But the environment they travel through is space and time.




This is a semantic excursion. I'm bailing myself out of trouble by qualifying my statement as "probably" factual somehow, since it's not trivial to back such a concept.

Semantic in the sense that the word "environment" is a loaded term.

I'll offer this much: photons are particles. As particles, we know them to be part-time resident constituents of massive objects. That massive objects are representative of large quantities of energy trapped and oscillating in bounded standing waveforms.

We know that the empty vacuum of space really is mostly void, but also that a lot of photons (particles) are still traversing the void quite a bit.

So, space/time, while an empty void, where phenomena transit or conduct themselves theough said empty medium, is still an environment with varying concentrations of activity.

If an neutron manages to be ejected from a supernova, and is directed toward our solar syatem, and is influenced to fall toward the sun, but, miraculously passes straight through the sun, without colliding with any other particles, only to travel onward toward the center of the galaxy, landing in a supermassive black hole some millennia from now, what would you say about the environment this neutron experienced as it fortuitously passed through the center of the sun, without experiencing any collisions?
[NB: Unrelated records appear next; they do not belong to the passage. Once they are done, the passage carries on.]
PR #3387, opened 2023-05-17
Add header  in transaction details view

### LINKED ISSUE #1167: Transaction Details - Add header
Our transaction details need a bit of love .

Currently we don't have title implemented. So once you click on the transaction in activity you no longer know what transaction it is.
Components are Icon + Tx type + Button(icon) for Etherscan.

Should look something like this
image

[Link to Figma](https://www.figma.com/file/q8gfu9XTbYBF07KMnDCtsD/UI---Dark?node-id=6%3A0)

kkosiorowska:
Closes #1167 

This PR adds a header to the transaction details view and solves the problem of missing header for the custom network. Changes:
-  Separate component for the activity icon
- Special hook to return activity details view
- Minor improvements

In addition, the problem with missing padding when the network does not have NFTs has been fixed, check the screenshots below.

### UI

**Before**
Screenshot 2023-05-17 at 10 12 35

Screenshot 2023-05-17 at 10 40 32

Screenshot 2023-05-17 at 10 42 32

**After**
Screenshot 2023-05-17 at 10 18 34

Screenshot 2023-05-17 at 13 52 32

Screenshot 2023-05-17 at 10 10 39

### To Test
- [x] Check top padding for the activity list when a network does not have NFTs.
- [x] Check the header for custom network. The link should be working properly.
- [x] check the header for default network. The link should be working properly.

Latest build: [extension-builds-3387](https://github.com/tahowallet/extension/suites/12979887290/artifacts/702340713) (as of Thu, 18 May 2023 07:07:45 GMT).

### DIFF
--- a/ui/components/Shared/SharedActivityIcon.tsx
+++ b/ui/components/Shared/SharedActivityIcon.tsx
@@ -1,8 +1,15 @@
 import React, { ReactElement } from "react"
 import classNames from "classnames"
 
+export type ActivityIconType =
+  | "receive"
+  | "send"
+  | "approve"
+  | "swap"
+  | "contract_interaction"
+
 type SharedActivityIconProps = {
-  type: "receive" | "send" | "approve" | "swap" | "contract_interaction"
+  type: ActivityIconType
   size: number
 }
 
--- a/ui/components/Shared/SharedActivityIcon.tsx
+++ b/ui/components/Shared/SharedActivityIcon.tsx
@@ -1,0 +1,48 @@
+import React, { ReactElement } from "react"
+import classNames from "classnames"
+
+type SharedActivityIconProps = {
+  type: "receive" | "send" | "approve" | "swap" | "contract_interaction"
+  size: number
+}
+
+export default function SharedActivityIcon({
+  type,
+  size,
+}: SharedActivityIconProps): ReactElement {
+  return (
+    <>
+      <div className={classNames("activity_icon", type)} />
+      <style jsx>{`
+        .activity_icon {
+          background: url("./images/activity_contract_interaction@2x.png");
+          background-size: cover;
+          width: ${size}px;
+          height: ${size}px;
+          margin-right: 4px;
+          margin-left: 9px;
+        }
+        .receive {
+          background: url("./images/activity_receive@2x.png");
+          background-size: cover;
+        }
+        .send {
+          background: url("./images/activity_send@2x.png");
+          background-size: cover;
+        }
+        .approve {
+          background: url("./images/activity_approve@2x.png");
+          background-size: cover;
+        }
+        .swap {
+          background: url("./images/activity_swap@2x.png");
+          background-size: cover;
+        }
+        .contract_interaction {
+          background: url("./images/activity_contract_interaction@2x.png");
+          background-size: cover;
+        }
+      `}</style>
+    </>
+  )
+}
--- a/ui/components/Shared/SharedActivityIcon.tsx
+++ b/ui/components/Shared/SharedActivityIcon.tsx
@@ -21,7 +21,7 @@ export default function SharedActivityIcon({
           width: ${size}px;
           height: ${size}px;
           margin-right: 4px;
-          margin-left: 9px;
+          margin-left: 4px;
         }
         .asset-transfer-receive {
           background: url("./images/activity_receive@2x.png");
--- a/ui/components/Shared/SharedActivityIcon.tsx
+++ b/ui/components/Shared/SharedActivityIcon.tsx
@@ -1,12 +1,6 @@
 import React, { ReactElement } from "react"
 import classNames from "classnames"
-
-export type ActivityIconType =
-  | "receive"
-  | "send"
-  | "approve"
-  | "swap"
-  | "contract_interaction"
+import { ActivityIconType } from "../../hooks/activity-hooks"
 
 type SharedActivityIconProps = {
   type: ActivityIconType
@@ -29,23 +23,23 @@ export default function SharedActivityIcon({
           margin-right: 4px;
           margin-left: 9px;
         }
-        .receive {
+        .asset-transfer-receive {
           background: url("./images/activity_receive@2x.png");
           background-size: cover;
         }
-        .send {
+        .asset-transfer-send {
           background: url("./images/activity_send@2x.png");
           background-size: cover;
         }
-        .approve {
+        .asset-approval {
           background: url("./images/activity_approve@2x.png");
           background-size: cover;
         }
-        .swap {
+        .asset-swap {
           background: url("./images/activity_swap@2x.png");
           background-size: cover;
         }
-        .contract_interaction {
+        .contract-interaction {
           background: url("./images/activity_contract_interaction@2x.png");
           background-size: cover;
         }
--- a/ui/components/Wallet/WalletActivityDetails.tsx
+++ b/ui/components/Wallet/WalletActivityDetails.tsx
@@ -216,7 +216,7 @@ export default function WalletActivityDetails(
           }
           .header_title {
             margin-left: 4px;
-            margin-right: 14px;
+            margin-right: 8px;
             font-family: "Segment";
             font-style: normal;
             font-weight: 600;
--- a/ui/components/Wallet/WalletActivityDetails.tsx
+++ b/ui/components/Wallet/WalletActivityDetails.tsx
@@ -113,7 +113,7 @@ function DestinationCard(props: DestinationCardProps): ReactElement {
 
 interface WalletActivityDetailsProps {
   activityItem: Activity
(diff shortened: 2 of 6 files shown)


Shadowfiend:
Quick non-blocking note, but it looks like we might not be properly resolving the base asset symbol in the "Amount" field of transaction details (currently says "ETH" when based on the other stuff I see it should probably say "EVMOS").

ui/components/Shared/SharedActivityIcon.tsx
```diff
@@ -0,0 +1,55 @@
+import React, { ReactElement } from "react"
+import classNames from "classnames"
+
+export type ActivityIconType =
+  | "receive"
+  | "send"
+  | "approve"
+  | "swap"
+  | "contract_interaction"
```
Shadowfiend, line 9: I think we should be able to reuse the existing set here from `TransactionAnnotation["type"]`. This should let the type reflect new possibilities if/as we add them. 

Because of how the component is written below, new types would just default to the contract interaction icon (which feels like correct behavior).

ui/pages/Wallet.tsx
```diff
@@ -123,7 +123,9 @@ export default function Wallet(): ReactElement {
           />
           <div
             className={classNames("panel standard_width", {
-              no_padding: panelNumber === 1,
+              no_padding:
+                panelNumber === 1 &&
+                NETWORKS_SUPPORTING_NFTS.has(selectedNetwork.chainID),
```
Shadowfiend, line 128: It feels like it's probably time (after this PR) to move this to [`useSwitchablePanels`](https://github.com/tahowallet/extension/blob/116b51aa7a2ec3062571b100e6b6fde1e2924ac6/ui/hooks/index.ts#L71) and let the NFT container define its structure separately from the others instead of sprinkling these weird conditionals everywhere.

ui/hooks/activity-hooks.ts
```diff
@@ -0,0 +1,74 @@
...
+export default function useActivityViewDetails(
+  activity: Activity,
+  address: string
+): ActivityViewDetails {
+  let details
+  switch (activity.type) {
+    case "asset-transfer":
+      details = {
+        label: isReceiveActivity(activity, address)
+          ? i18n.t("wallet.activities.tokenReceived")
```
Shadowfiend, line 38: Since we're already in a book context, could we `useTranslation` and shorten these keys?

ui/components/Wallet/WalletActivityListItem.tsx
```diff
@@ -54,75 +44,15 @@ export default function WalletActivityListItem(props: Props): ReactElement {
     }
   }, [bottomRef])
 
-  // TODO Replace this with better conditional rendering.
```
Shadowfiend, line 57: More idle/non-blocking thinking to externalize past knowledge/context:

Ironically my TODO here was that it would be better to have components that specialized based on type, similar to how the signing summaries work, rather than having a data structure that's trying to fit data about all render types within it. 

Now that we're sharing info between components I think this approach is marginally better, but I still don't love that the activity details type has to carry fields that don't apply equally to all activity types. It's one of the open problems for me around the whole `ActivityItem` structure.

ui/hooks/activity-hooks.ts
```diff
@@ -0,0 +1,74 @@
...
+    name?: string
+  }
+  assetLogoURL?: string
+  assetSymbol: string
+  assetValue: string
+}
+
+export default function useActivityViewDetails(
+  activity: Activity,
+  address: string
```
Shadowfiend, line 31: Would love a more descriptive name here. Maybe `activityInitiatorAddress`? This makes it clear that it's used as a reference for who initiated the activity. We could use the same variable name in the activity list item.

Shadowfiend (changes requested):
Left a few small nits and some broader context/future considerations. Have not tested yet, but I don't need to be primary reviewer here if someone else wants to take it to merge.

kkosiorowska:
> Quick non-blocking note, but it looks like we might not be properly resolving the base asset symbol in the "Amount" field of transaction details (currently says "ETH" when based on the other stuff I see it should probably say "EVMOS").

I have tested the solution for default and custom networks. But I forgot to upload one screenshot for EVMOS. It seems that everything is good. I have updated the task description. Thanks for noticing!

Screenshot 2023-05-17 at 13 52 32

ui/components/Shared/SharedActivityIcon.tsx
kkosiorowska: Great suggestion. To use `TransactionAnnotation["type"]` I had to slightly modify the type to extract the icons for send and receive activities. Please take another look.

Shadowfiend: Looks awesome!

ui/hooks/activity-hooks.ts
```diff
@@ -0,0 +1,89 @@
...
+      }
+  }
+  return {
+    recipient: activity.recipient,
+    assetLogoURL: activity.assetLogoUrl,
+    assetSymbol: activity.assetSymbol,
+    assetValue: activity.value,
+    ...details,
+  } as ActivityViewDetails
+}
```
Shadowfiend, line 89: The reason we end up needing `as` here is that the `icon` field isn't constant in the `details` objects. I'd prefer to avoid `as` because the compiler wouldn't warn us if e.g. we set an `icon` that wasn't in `ActivityIconType`—by definition `as` skips actually checking that the type is correct. We could fix this by adding `as const` to all the icon assignments (e.g. `icon: "contract-interaction" as const`) and dropping `as ActivityViewDetails`, but I'd like to suggest instead we flip the structure here and set some base details that can then be `return`ed directly in the cases:

```suggestion
export default function useActivityViewDetails(
  activity: Activity,
  activityInitiatorAddress: string
): ActivityViewDetails {
  const { t } = useTranslation("translation", {
    keyPrefix: "wallet.activities",
  })

  const baseDetails = {
    recipient: activity.recipient,
    assetLogoURL: activity.assetLogoUrl,
    assetSymbol: activity.assetSymbol,
    assetValue: activity.value,
  }

  switch (activity.type) {
    case "asset-transfer":
      return {
        ...baseDetails,
        label: isReceiveActivity(activity, activityInitiatorAddress)
          ? t("tokenReceived")
          : t("tokenSent"),
        icon: isReceiveActivity(activity, activityInitiatorAddress)
          ? "asset-transfer-receive"
          : "asset-transfer-send",
      }
    case "asset-approval":
      return {
        ...baseDetails,
        label: t("tokenApproved"),
        icon: "asset-approval",
        assetValue:
          activity.value === INFINITE_VALUE
            ? t("infiniteApproval")
            : activity.value,
      }
    case "asset-swap":
      return {
        ...baseDetails,
        icon: "asset-swap",
        label: t("tokenSwapped"),
      }
    case "contract-deployment":
    case "contract-interaction":
    default:
      return {
        ...baseDetails,
        icon: "contract-interaction",
        label: t("contractInteraction"),
      }
  }
}
```

What do you think?

Shadowfiend:
Tested this, overall everything looks good. Let me know which of the two paths (`as const` vs the `...baseDetails` rewrite) you want to take in that last comment, and then I think we'll be good to merge 💪

ui/components/Wallet/WalletActivityDetails.tsx
```diff
@@ -205,13 +211,18 @@ export default function WalletActivityDetails(
...
-            width: 304px;
-            margin-bottom: 10px;
+            align-items: center;
+            margin: 18px 0;
           }
-          .header_button {
-            margin-top: 10px;
+          .header_title {
+            margin-left: 4px;
+            margin-right: 14px;
```
VladUXUI, line 219: margin-right: 14px; should be 8px

ui/components/Wallet/WalletActivityListItem.tsx
```diff
@@ -206,34 +145,6 @@ export default function WalletActivityListItem(props: Props): ReactElement {
           button:hover {
             background-color: var(--green-80);
           }
-          .activity_icon {
-            background: url("./images/activity_contract_interaction@2x.png");
-            background-size: cover;
-            width: 14px;
-            height: 14px;
-            margin-right: 4px;
-            margin-left: 9px;
```
VladUXUI, line 215: margin-left: 9px; should be 4px

ui/hooks/activity-hooks.ts
kkosiorowska: I like the idea of using `baseDetails`. Let's improve it!

VladUXUI (commented):
Added some nitpicking at pixels :D otherwise looking awesome!

Shadowfiend (approved):
Test drive checks out, Vlad's notes have been addressed, let's rock and roll.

Would to rob it of all the other qualities, and just label it space and time? Or would you refer to it as an environment, with activity transpiring, in addition to be also being a realm of space and time?


> I'll offer this much: photons are particles.

Photons are also waves in the EM field.

> As particles, we know them to be part-time resident constituents of massive objects.

I don't think you can say we know that without explain what that means. In no part of physics do we discuss part-time resident constituents.

Your comments use a lot of terms that seem to be of your own creation. Unfortunately, these terms make it hard for your points to be understood because they lack the shared naming conventions that the field of physics uses to discuss these phenomena. Standard naming conventions, both in programming and physics, are enormously important in conveying ideas between people.